I Wish I Were a Morning Poem

That’s all, really. I wish I were a morning poem. Perhaps I am a morning poem.

“I Wish I Were Mexico,” by Beckian Fritz Goldberg

When my father came back from the dead he came back as a smell. He came back as a bus passing comes back as a cloud, fumy and genie-like granting three wishes. He came back as a seaside town. He came back as the great parlor of fragrance thrown open by coconut. Meanwhile the bus was winding past Taxco, the child hanging out the window on a mountain road wanting to throw up. And when the bus turned and held itself mid-air the child died and someone else got on with her life. That’s the one my father returns to because it’s so simple. You breathe. And the bloom of gin comes back like a tree.

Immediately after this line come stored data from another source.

PR #47, opened 2017-04-24
Docker All in One image

UnderGreen:


sofuture:
:shipit: once you add some documentation/example use.

UnderGreen:
@sofuture after `make build` robotest binary will be in **./build** directory. Have to change scripts here -> https://jenkins.gravitational.io/job/Robotest-publish/configure. Or use make targets, which I have added in this PR.

UnderGreen:
And, I think we should change Makefile for version/1.x brach for compatibility with our Jenkins job.

PR #49, opened 2017-04-28
Updated Makefile

UnderGreen:


sofuture:
I don't think we need to publish image to s3 and we can get rid of `e2e.test`, otherwise :shipit:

Because, being a morning poem, I just am, as poems are. I move deeper than motherhood, beyond the public library circulation desk (new job). I forget to wrestle with whether or not we should put our child on drugs to ease his anxiety and stimulate his ability to comprehend and retain what he’s trying (so hard, he’s trying) to learn. I stop questioning the psychiatrist’s assertion that “I don’t see the autism diagnosis, at all.” I stop judging what I perceive as my husband’s failures. I hear the barge horn blast downriver, the train clacking loudly and quickly across the golf course that moves every day closer to wild. There’s Lucy, by the window, keeping track of me. She is a morning poem too.